More and more, Denver bars, clubs and restaurants are enforcing the 21- and-over rule. Big-time. You not only have to be 21 to imbibe, you must have an ID on you to prove it. Everyone. Period. Even if you’re 80 years old. No ID, no drink.

The newly opened Linger wouldn’t give me or my age-appropriate date a drink without seeing an ID. Explains owner Justin Cucci: “Fifty is the new 21, so you can never be too careful.”

A friend of mine, Frank Kelly, clearly no teenager, was denied entry to Milwaukee Tavern last week because he didn’t have his ID.

Paulina Szafranski, promoter at Suite 200 and the upcoming Chloe, says they card everybody, always. “It’s a good policy,” she says. “One mistake can get the bar (in trouble). And some women get insulted if they are not carded. There are bigger service issues to worry about than carding people.”

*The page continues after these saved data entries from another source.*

PR #14088, opened 2026-05-12
feat(addon-mobile): `Keypad` add component

mdlufy:
Fixes #


splincode (approved):

projects/addon-mobile/components/keypad/keypad-input.directive.ts
```diff
@@ -0,0 +1,10 @@
+import {Directive} from '@angular/core';
+
+@Directive({
+    selector: 'input[tuiKeypadInput]',
+    host: {
+        inputmode: 'none',
+        '(keydown.zoneless.prevent)': '(0)',
```
splincode: Consider documenting why keyboard events are suppressed here. The directive sets `inputmode: 'none'` to prevent mobile keyboards, but the keydown handler might confuse developers.

```typescript
// Prevent default keyboard input to force keypad-only interaction
'(keydown.zoneless.prevent)': '(0)',
```

projects/addon-mobile/components/keypad/keypad.component.ts
```diff
@@ -0,0 +1,123 @@
...
+import {takeUntilDestroyed} from '@angular/core/rxjs-interop';
+import {tuiInjectElement} from '@taiga-ui/cdk/utils/dom';
+import {TuiIcon} from '@taiga-ui/core/components/icon';
+import {filter, fromEvent, race, switchMap, take, timer} from 'rxjs';
+
+import {TuiKeypadHostDirective} from './keypad-host.directive';
+
+export type TuiKeypadAction = 'backspace' | 'clear' | 'enter';
+
+// eslint-disable-next-line
```
splincode: The `(string & {})` pattern is used to allow string literals while preserving autocomplete. Consider adding a JSDoc comment to explain this TypeScript pattern.

```typescript
/**
 * Keypad key type. Allows predefined actions or any custom string value.
 * The `(string & {})` pattern preserves autocomplete while allowing extensibility.
 */
// eslint-disable-next-line
export type TuiKeypadKey = TuiKeypadAction | (string & {});
```

projects/addon-mobile/components/keypad/keypad.component.ts
```diff
@@ -0,0 +1,123 @@
...
+    protected readonly columns = computed(() =>
+        Math.max(1, ...this.keys().map((row) => row.length)),
+    );
+
+    protected readonly rows = computed(() => this.keys().length);
+
+    protected readonly templateMap = computed(
+        () => new Map(this.keyTemplates().map((d) => [d.tuiKeypadKey(), d.template])),
+    );
+
```
splincode: The RxJS pipeline for long-press clear functionality can be simplified. The `filter(() => false)` will never emit, which makes the `race` always wait for the timer.

```typescript
constructor() {

    // Long-press backspace clears entire value after 500ms
    fromEvent<PointerEvent>(el, 'pointerdown')
        .pipe(
            filter(({target}) =>
                (target as Element)?.closest('[data-key="backspace"]') !== null,
            ),
            switchMap(() => timer(500).pipe(takeUntilDestroyed())),
            takeUntil(fromEvent(el, 'pointerup')),
        )
        .subscribe(() => this.value.set(''));
}
```

This is clearer: start a 500ms timer on pointerdown, cancel if pointerup happens first.

projects/addon-mobile/components/keypad/keypad.component.ts
```diff
@@ -0,0 +1,123 @@
...
+    public readonly size = input<'fluid' | 'l' | 'm' | 's'>('m');
+
+    public readonly keys =
+        input<ReadonlyArray<readonly TuiKeypadCell[]>>(TUI_DEFAULT_KEYPAD);
+
+    public readonly disabled = input(false, {transform: booleanAttribute});
+    public readonly disabledKeys = input<readonly TuiKeypadKey[]>([]);
+    public readonly activeKey = input<TuiKeypadKey | null>(null);
+    public readonly value = model('');
+    public readonly key = output<TuiKeypadKey>();
```
splincode: The `open` computed signal depends on `TuiKeypadHostDirective` being present. When the directive is absent, it defaults to `true` (always open). This behavior should be documented.

```typescript
/**
 * Keypad component. Automatically opens when host element receives focus
 * (if tuiKeypadHost directive is present), or remains always visible otherwise.
 */
@Component({...})
export class TuiKeypadComponent {
```

projects/demo/src/pages/components/keypad/examples/5/index.ts
```diff
@@ -0,0 +1,126 @@
...
+
+    private calculate(expr: string): string {
+        const sanitized = expr.replaceAll('×', '*').replaceAll('÷', '/');
+
+        if (!/^[\d+\-*/().\s]+$/.test(sanitized)) {
+            throw new Error('Invalid characters');
+        }
+
+        const open = (sanitized.match(/\(/g) ?? []).length;
+        const close = (sanitized.match(/\)/g) ?? []).length;
```
splincode: Using `new Function()` for calculation is a security risk even with sanitization. The regex can potentially be bypassed with certain Unicode characters or edge cases.

Consider using a proper math expression parser or implement a safe evaluator:

```typescript
private calculate(expr: string): string {
    // Use a safe math expression parser library like mathjs
    // or implement a recursive descent parser
    const tokens = this.tokenize(expr);
    const result = this.evaluate(tokens);
    return Number.isFinite(result) ? String(result) : 'Error';
}
```

projects/demo/src/pages/components/keypad/examples/5/index.ts
```diff
@@ -0,0 +1,126 @@
...
+            : `${expr} ${op} `;
+    }
+
+    private appendDot(expr: string): string {
+        const lastNumber = /[\d.]*$/.exec(expr)?.[0] ?? '';
+
+        return lastNumber.includes('.') ? expr : `${expr}.`;
+    }
+
+    private tryCalculate(expr: string): string {
```
splincode, line 108: The regex `/[\d.]*$/` could match an empty string if the expression ends with an operator. This might lead to unexpected behavior like `1+.` being allowed.

```typescript
private appendDot(expr: string): string {
    // Only allow dot if the last number token doesn't already have one
    const match = /(\d+\.?\d*)$/.exec(expr);
    const lastNumber = match?.[1] ?? '';
    
    if (lastNumber.includes('.')) {
        return expr;
    }
    
    return expr === '' ? '0.' : `${expr}.`;
}
```

projects/demo/src/pages/components/keypad/examples/6/index.html
```diff
@@ -0,0 +1,87 @@
...
+            <header tuiHeader="body-l">
+                <hgroup tuiTitle>
+                    <h1>{{ phoneNumber() }}</h1>
+                    <p tuiSubtitle>Calling...</p>
+                </hgroup>
+            </header>
+            <section>
+                <button
+                    appearance="warning"
+                    size="l"
```
splincode: Avatar buttons rely only on `title` attributes for accessibility. Consider adding `aria-label` for better screen reader support.

```html
<button
    appearance="negative"
    size="l"
    aria-label="Hang up call"
    tuiAvatar="@tui.phone-off"
    type="button"
    (click)="closeCall()"
></button>
```

projects/addon-mobile/components/keypad/keypad.component.ts
```diff
@@ -0,0 +1,123 @@
...
+                            take(1),
+                            filter(() => false),
+                        ),
+                    ),
+                ),
+                takeUntilDestroyed(),
+            )
+            .subscribe(() => this.value.set(''));
+    }
+
```
splincode: The method handles value updates but doesn't account for decimal separator localization. The default keypad uses `','` (European), but the calculator example uses `'.'`. Consider documenting this or providing a localization input.

```typescript
/** Decimal separator used in the keypad (default: comma for European format) */
public readonly decimalSeparator = input<string>(',');
```

projects/demo/src/pages/components/keypad/examples/6/index.html
```diff
@@ -0,0 +1,87 @@
+<button
+    iconStart="@tui.phone"
+    tuiButton
+    type="button"
+    (click)="open.set(true)"
+>
+    Open Phone Dialer
```
splincode: I wonder why there's empty space at the bottom

Image

projects/demo/src/pages/components/keypad/examples/5/index.html
```diff
@@ -0,0 +1,32 @@
+<button
+    iconStart="@tui.calculator"
+    tuiButton
+    type="button"
+    (click)="open.set(true)"
+>
+    Open Calculator
```
splincode, line 7: Chrome

Image

Firefox (white background)

Image

projects/addon-mobile/components/keypad/keypad.component.ts
```diff
@@ -0,0 +1,123 @@
...
+    changeDetection: ChangeDetectionStrategy.OnPush,
+    host: {
+        '[attr.data-open]': 'open()',
+        '[attr.data-size]': 'size()',
+        '[attr.disabled]': 'disabled() ? "" : null',
+        '[style.--tui-pad-columns]': 'columns()',
+        '[style.--tui-pad-rows]': 'rows()',
+    },
+})
+export class TuiKeypadComponent {
```
splincode: Consider extracting the size type to a named type for better reusability and documentation:

```typescript
export type TuiKeypadSize = 'fluid' | 'l' | 'm' | 's';

// Then use:
public readonly size = input<TuiKeypadSize>('m');
```

Benefits:
- Easier to reuse in demo pages and tests
- Better IDE autocomplete
- Single source of truth if you need to add/remove sizes
- Follows Taiga UI patterns (like `TuiSize`, `TuiAppearance`)

projects/addon-mobile/components/keypad/keypad.component.less
```diff
@@ -0,0 +1,118 @@
...
+        place-items: center;
+        block-size: 100%;
+        max-inline-size: unset;
+        /* stylelint-disable-next-line plugin/use-baseline -- container queries are intentionally used for fluid sizing */
+        container-type: size;
+
+        .t-key {
+            /* stylelint-disable-next-line plugin/use-baseline, unit-allowed-list, plugin/no-unsupported-browser-features -- container query units are required for fluid mode */
+            --t-size: min(calc(100cqi / var(--tui-pad-columns, 3)), calc(100cqb / var(--tui-pad-rows, 4)));
+
```
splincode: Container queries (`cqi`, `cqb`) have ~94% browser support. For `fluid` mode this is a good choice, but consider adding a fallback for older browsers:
PR #14119, opened 2026-05-15
fix(kit): `InputFiles` fix mime type normalize

Yanduz:
Fixes

### DIFF
--- a/projects/kit/components/files/files.validators.ts
+++ b/projects/kit/components/files/files.validators.ts
@@ -2,6 +2,8 @@ import {coerceArray} from '@angular/cdk/coercion';
 import {type ValidatorFn} from '@angular/forms';
 import {type TuiContext} from '@taiga-ui/cdk/types';
 
+import {type TuiFileLike} from './files.types';
+
 export const TUI_SIZE_ERROR = 'tuiSize';
 export const TUI_FORMAT_ERROR = 'tuiFormat';
 
@@ -32,16 +34,16 @@ export function tuiCreateFileFormatValidator(accept: string): ValidatorFn {
     };
 }
 
-function checkFormat({name, type}: File, formats: readonly string[]): boolean {
+function checkFormat({name, type}: TuiFileLike, formats: readonly string[]): boolean {
     const extension = `.${(name.split('.').pop() || '').toLowerCase()}`;
-    const normalizedType = type.toLowerCase();
+    const normalizedType = type?.toLowerCase() || '';
 
     return formats.some(
         (format) =>
             format === extension ||
             format === normalizedType ||
             (format.split('/')[1] === '*' &&
-                type?.split('/')[0] === format.split('/')[0]),
+                normalizedType.split('/')[0] === format.split('/')[0]),
     );
 }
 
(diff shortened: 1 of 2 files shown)


projects/kit/components/files/files.validators.ts
```diff
@@ -34,7 +34,7 @@ export function tuiCreateFileFormatValidator(accept: string): ValidatorFn {
 
 function checkFormat({name, type}: File, formats: readonly string[]): boolean {
     const extension = `.${(name.split('.').pop() || '').toLowerCase()}`;
-    const normalizedType = type.toLowerCase();
+    const normalizedType = type?.toLowerCase() || '';
```
splincode, line 39: Could you please add a regression test for this case?

The current fix protects `checkFormat` from files where `type` is missing/nullish, but this behavior is not covered by tests yet. It would be nice to ensure that a file-like object without `type` does not throw and still falls back to extension-based validation.

```ts
it('rejects file with missing type and non-matching extension', () => {
    const validator = tuiCreateFileFormatValidator('.jpg');
    const file = {name: 'photo.png'} as File;
    const control = new FormControl([file]);

    expect(validator(control)?.[TUI_FORMAT_ERROR].$implicit).toEqual([file]);
});
```

splincode: and

```ts
it('falls back to extension when MIME type is missing', () => {
    const validator = tuiCreateFileFormatValidator('.jpg');
    const file = {name: 'photo.jpg'} as File;
    const control = new FormControl([file]);

    expect(validator(control)).toBeNull();
});
```

projects/kit/components/files/files.validators.ts
```diff
@@ -34,7 +34,7 @@ export function tuiCreateFileFormatValidator(accept: string): ValidatorFn {
 
 function checkFormat({name, type}: File, formats: readonly string[]): boolean {
```
splincode: Maybe we can type this helper as `TuiFileLike` instead of `File` or `Partial<File>`?

`checkFormat` only needs `name` and `type`. `name` is required for extension-based validation, while `type` can be missing. This matches the existing `TuiFileLike` contract better and avoids using the too broad `Partial<File>` type.

```ts
function checkFormat({name, type}: TuiFileLike, formats: readonly string[]): boolean {
    const extension = `.${(name.split('.').pop() || '').toLowerCase()}`;
    const normalizedType = type?.toLowerCase() || '';

    return formats.some(
        (format) =>
            format === extension ||
            format === normalizedType ||
            (format.split('/')[1] === '*' &&
                normalizedType.split('/')[0] === format.split('/')[0]),
    );
}
```

Also, since we already normalize `type`, we can use `normalizedType` in the wildcard branch too:

```ts
normalizedType.split('/')[0] === format.split('/')[0]
```

waterplea (approved):

splincode (approved):

projects/kit/components/files/test/files.validators.spec.ts
```diff
@@ -193,5 +193,13 @@ describe('tuiCreateFileFormatValidator', () => {
 
             expect(validator(control)).toBeNull();
         });
+
+        it('rejects file with missing type and non-matching extension', () => {
```
splincode, line 197: Please add this case as well too:

```ts
it('falls back to extension when MIME type is missing', () => {
    const validator = tuiCreateFileFormatValidator('.jpg');
    const file = {name: 'photo.jpg'} as File;
    const control = new FormControl([file]);

    expect(validator(control)).toBeNull();
});
```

But I agree with Rocky Hill, a reader who doesn’t cotton to the the card rules: “A policy that treats both me and their employees as fools does not get my business,” he writes me. “I have well-earned gray hair, lines on my face and some of those dark spots on my hands, and I expect to be treated as such, which does not include showing my ID as a precursor to getting a beer. I expect some semblance of visual acuity would win the day, but evidently not.”

Pingpongpalooza.

You might remember pingpong diplomacy when the game brought the U.S. and China together in 1971. Anyway, to celebrate the 40th anniversary of China and the paddle, Denver is going pingpong-crazy in September.

It begins at Neiman Marcus at the Sept. 8 International Fashion’s Night Out — with a table-tennis theme. Not the clothes, unfortunately, just a hot, blowout fashion show and celebrity pingpong matches.

The pingpong continues Sept. 13 at Civic Center during the Eats program that brings Denver’s squadron of food trucks to the park to feed lunch to more than 1,000 downtowners. Pingpong games featuring community leaders will take place.

The pingpong party winds up Sept. 24 at Infinity Park in Glendale with a tourney open to all. Pingpong, anyone?

She’s a star.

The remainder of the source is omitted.